EXTRACTED DATA:
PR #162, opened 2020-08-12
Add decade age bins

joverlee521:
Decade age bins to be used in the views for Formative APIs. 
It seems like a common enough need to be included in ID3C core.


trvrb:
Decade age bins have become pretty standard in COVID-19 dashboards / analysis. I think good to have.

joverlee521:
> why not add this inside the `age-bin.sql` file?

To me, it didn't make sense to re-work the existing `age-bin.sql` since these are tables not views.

ACTION ITEM:
Return the material above unaltered. Include every line.

EXERCISE RESULT:
PR #162, opened 2020-08-12
Add decade age bins

joverlee521:
Decade age bins to be used in the views for Formative APIs. 
It seems like a common enough need to be included in ID3C core.


trvrb:
Decade age bins have become pretty standard in COVID-19 dashboards / analysis. I think good to have.

joverlee521:
> why not add this inside the `age-bin.sql` file?

To me, it didn't make sense to re-work the existing `age-bin.sql` since these are tables not views.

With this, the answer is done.